Segment Start: Study material

PR #312, opened 2024-01-17
Fix unintended side-effect of add_cmds

taldcroft:
## Description

The `CommandTable.add_cmds()` method had a bug where it would update the original `self` table in place (using `remove_rows`) prior to using it for computing the new table with additional commands. I think the original idea of this method was for the whole thing to be in-place but that was inconvenient.

This fixes the issue by not using `remove_rows` and defines a new reference to the original commands which is filtered NOT in-place.

## Interface impacts

None.

### Unit tests

- [x] Mac

- [ ] [PLATFORM]:

### Functional tests

No functional testing.

### DIFF
--- a/kadi/commands/core.py
+++ b/kadi/commands/core.py
@@ -608,16 +608,17 @@ class CommandTable(Table):
         -------
         CommandTable
         """
+        orig = self
         if rltt is not None:
-            remove_idxs = np.where(self["date"] > rltt)[0]
-            self.remove_rows(remove_idxs)
+            ok = orig["date"] <= rltt
+            orig = orig[ok]
 
         try:
             # Substantially faster than plain Table vstack (this is slow due to
             # checks for strings overflowing and other generalities)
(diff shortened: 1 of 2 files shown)


javierggt (approved):
I reviewed the changes and they make sense to me. I read the test in detail, and verified that the test passes in the branch and fails in master.

While reading the test I noticed that the commands that are clipped are the ones with times after the RLTT, which was not obvious to me before. The docstring does not specify that, and instead uses colloquial language (_Clip existing commands to the RLTT_). It would have been nice to have it in the docstring).

taldcroft:
> The docstring does not specify that, and instead uses colloquial language (Clip existing commands to the RLTT). It would have been nice to have it in the docstring).

I'll improve the docstring, that's a good point. There is already some PR cross-talk with the docstring here so I don't want to touch this now, praying to not generate merge conflicts when this gets merged.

Segment End: Study material

• What you are asked to do: Print each record from the listing above exactly as it was given.

• Exercise solution:
PR #312, opened 2024-01-17
Fix unintended side-effect of add_cmds

taldcroft:
## Description

The `CommandTable.add_cmds()` method had a bug where it would update the original `self` table in place (using `remove_rows`) prior to using it for computing the new table with additional commands. I think the original idea of this method was for the whole thing to be in-place but that was inconvenient.

This fixes the issue by not using `remove_rows` and defines a new reference to the original commands which is filtered NOT in-place.

## Interface impacts

None.

### Unit tests

- [x] Mac

- [ ] [PLATFORM]:

### Functional tests

No functional testing.

### DIFF
--- a/kadi/commands/core.py
+++ b/kadi/commands/core.py
@@ -608,16 +608,17 @@ class CommandTable(Table):
         -------
         CommandTable
         """
+        orig = self
         if rltt is not None:
-            remove_idxs = np.where(self["date"] > rltt)[0]
-            self.remove_rows(remove_idxs)
+            ok = orig["date"] <= rltt
+            orig = orig[ok]
 
         try:
             # Substantially faster than plain Table vstack (this is slow due to
             # checks for strings overflowing and other generalities)
(diff shortened: 1 of 2 files shown)


javierggt (approved):
I reviewed the changes and they make sense to me. I read the test in detail, and verified that the test passes in the branch and fails in master.

While reading the test I noticed that the commands that are clipped are the ones with times after the RLTT, which was not obvious to me before. The docstring does not specify that, and instead uses colloquial language (_Clip existing commands to the RLTT_). It would have been nice to have it in the docstring).

taldcroft:
> The docstring does not specify that, and instead uses colloquial language (Clip existing commands to the RLTT). It would have been nice to have it in the docstring).

I'll improve the docstring, that's a good point. There is already some PR cross-talk with the docstring here so I don't want to touch this now, praying to not generate merge conflicts when this gets merged.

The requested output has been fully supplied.